她端起面前的咖啡,輕輕抿了一口,動作得體而優雅。

「看起來,你付出了很多,離開家鄉就不是很多人能夠辦到的。」

張偉露出了佩服的表情,這個故事雖然不算精彩,甚至有些壓抑,但確實真實的。

很多細節傑西卡沒有說,他也能夠猜得出來。

張偉很欣賞一個能夠走出陰影,並且重新笑著面對生活的人。

他知道,不止是外科醫生,很多律師在上庭經歷第一次失敗後,他們大概率也會轉行。

而傑西卡,顯然是從外科醫生的陰影中走了出來,並且在心理學上發光發熱,甚至取得了更高的成就。

「張偉,我和你很像,我們都曾遭受過挫折,但你卻比我更快的爬了起來。」

傑西卡聊著,話題又轉回到了張偉的身上。

「你曾經自嘲過自己,當了別人的所謂舔狗,但你卻很快走出了陰影,甚至還讓看不起你的人付出了代價,你的表現比我更出色。

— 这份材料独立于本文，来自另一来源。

PR #845, opened 2026-08-19
reverted: add verify-hostname support (#820)

pjfanning:
cherry pick af8aa19e73ca07995b6b06dce2c85895dff6f726 #820

reverted by #858

PR #858, opened 2026-08-23
Revert verify-hostname support on 1.3.x

pjfanning:
### Motivation

The backport of #820 (#845) makes 1.3.x **less secure than 1.2.x** for the pekko-http client backend. This should be reverted before 1.3.0 ships.

Another AI suggested that verify-hostname was missing but it is implemented by pekko-http and netty for us.

`ConnectionContext.httpsClient(SSLContext)` — which 1.2.x calls — already sets both client mode and the `https` endpoint identification algorithm in **pekko-http 1.1.0**, the version this branch depends on:

```scala
def httpsClient(context: SSLContext): HttpsConnectionContext =
  httpsClient((host, port) => {
    val engine = context.createSSLEngine(host, port)
    engine.setUseClientMode(true)
    engine.setSSLParameters {
      val params = engine.getSSLParameters
      params.setEndpointIdentificationAlgorithm("https")
      params
    }
    engine
  })
```

Hostname verification was therefore never absent on this path. #845 moved to the `httpsClient((host, port) => ...)` overload — which pekko-http marks `@ApiMayChange` and documents as *"it is up to you to make sure features like SNI and hostname verification are enabled as needed"* — and set the endpoint identification algorithm only `if (settings.verifyHostname)`. `reference.conf` on this branch has `verify-hostname = false`, and #830, which flipped that default to `true` on `main`, was never backported.

Net effect on 1.3.x today: a pekko-http backend client with `use-tls = true` accepts **any** certificate its trust store chains to, regardless of which host it was issued for. Upgrading 1.2.x → 1.3.0 would silently lose hostname verification with no configuration change.

Blast radius is limited to the `pekko-http` backend (`netty` is still the default and always verifies) and to TLS connections, and each channel does log a warning — but it is on by default, and a warning is not consent.

### Modification

Restores the three source files touched by #845 to their pre-backport state:

- `runtime/src/main/resources/reference.conf`
- `runtime/src/main/scala/org/apache/pekko/grpc/GrpcClientSettings.scala`
- `runtime/src/main/scala/org/apache/pekko/grpc/internal/PekkoHttpClientUtils.scala`

This is deliberately **not** a revert of the whole commit: #845 also carried unrelated GitHub Actions changes ("upgrade setup-sbt due to build issues") across 11 workflow files, and those are kept untouched.

Two things that make the revert clean:

- `verifyHostname` / `withVerifyHostname` have never appeared in a release, so removing them moves the public API back *towards* the MiMa baseline rather than away from it.
- #845 added no MiMa excludes, so none are left dangling.

The import reordering that #845 incidentally applied to `PekkoHttpClientUtils` is reverted along with it, leaving the file matching 1.2.x.

### Result

1.3.x verifies the server hostname against its certificate again, matching 1.2.x and the pre-backport behaviour. No public API change relative to the 1.2.x line.

For `main`, the equivalent hardening plus regression tests and documentation is in #857; the tests there do not port to this branch as-is, since they exercise `withVerifyHostname` and helpers that only exist once this feature is present.

### Tests

- `sbt "runtime/test"` — 110 tests passed
- `sbt scalafmtCheckAll scalafmtSbtCheck` — passed
- `sbt "sbt-plugin / scripted"` — Not run, left to CI
- `sbt +mimaReportBinaryIssues` — Not run; single-version run passed, cross-version left to CI

### References

Refs #820, Refs #845, Refs #830

### DIFF
--- a/runtime/src/main/resources/reference.conf
+++ b/runtime/src/main/resources/reference.conf
@@ -38,12 +38,6 @@ pekko.grpc.client."*" {
   # leave empty to auto-detect, or configure 'jdk' or 'openssl'.
   ssl-provider = ""
 
-  # Whether to verify the server's hostname against its TLS certificate (RFC 2818).
-  # When false (the default), the client accepts any valid certificate regardless
-  # of hostname. This is insecure for production and should only be used for testing.
-  # Only effective for the pekko-http backend; the netty backend always verifies.
-  verify-hostname = false
-
   # TODO: Enforce HTTP/2 TLS restrictions: https://tools.ietf.org/html/draft-ietf-httpbis-http2-17#section-9.2
 
   # The number of times to try connecting before giving up.
--- a/runtime/src/main/scala/org/apache/pekko/grpc/GrpcClientSettings.scala
+++ b/runtime/src/main/scala/org/apache/pekko/grpc/GrpcClientSettings.scala
@@ -158,8 +158,7 @@ object GrpcClientSettings {
       getOptionalString(clientConfiguration, "user-agent"),
       clientConfiguration.getBoolean("use-tls"),
       getOptionalString(clientConfiguration, "load-balancing-policy"),
-      clientConfiguration.getString("backend"),
-      verifyHostname = clientConfiguration.getBoolean("verify-hostname"))
+      clientConfiguration.getString("backend"))
 
   private def getOptionalString(config: Config, path: String): Option[String] =
     config.getString(path) match {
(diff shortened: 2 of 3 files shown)


samueleresca (approved):
Checked the following:

- Changes to the `workflows/*.yml` are still in place.
- The `ConnectionContext.httpsClient(hostname, port)` is now being replaced with the old `ConnectionContext.httpsClient`
- Verified that https://github.com/apache/pekko-grpc/pull/857 test the expectations and fails when the `connectionContext` just builds  `SSLEngine`  without endpoint identification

」

傑西卡聊起其他人,就恢復成了那個自信篤定的心理醫生,綻放著迷人微笑。

「呃……」

張偉聽到這件事,有些無語。

這不是自己出色,而是因為自己不是原主。

不過這件事,他說出去都沒人信。

「對了,傑西卡,你不是不回去嗎,那你過年時打算怎麼過呢?」

「嗯,我可能在公寓吧,一個人住挺好的。」

「要不,去我那兒過年唄,不瞞你說,我家房子還蠻大的……」

見傑西卡這麼說,張偉突然提議。

「嗯?」傑西卡突然變了一副表情,一臉懷疑的看著張偉。

「咳咳,我是說我租的房子,是一棟大院子,裡頭就住了我一個……呃,還有隔壁家的小孩,趙叔你認識吧,他女兒有時候會住我家樓上。」

「你和我說過,你和趙青岩先生是鄰居,我記著呢。至於他的女兒,我倒是不太清楚。」

「那就對了,你覺得這個提議怎麼樣,一起吃頓飯?」

「可以啊!」

張偉原本沒覺得傑西卡能同意,畢竟貿然邀請一個女孩子來自己家,這換做是誰都會懷疑。

但讓他沒想到的事,傑西卡居然同意了。

「嗯,你同意了?」

「怎麼,我的龍國語難道說得不對嗎?」

「這倒是沒有,只是我很意外,你畢竟是一個女人,貿然答應的話……」

「我不是龍國女人,沒有那些矜持,而且你都誠心邀請了。」

既然傑西卡都這麼說了,張偉自然是滿口答應下來。

這倒不是因為其他原因,他內心發誓,自己只是看不得傑西卡一個人孤苦伶仃而已,真沒有其他的意思。

二人約定了會面時間是下一個周末後,就結束了問診。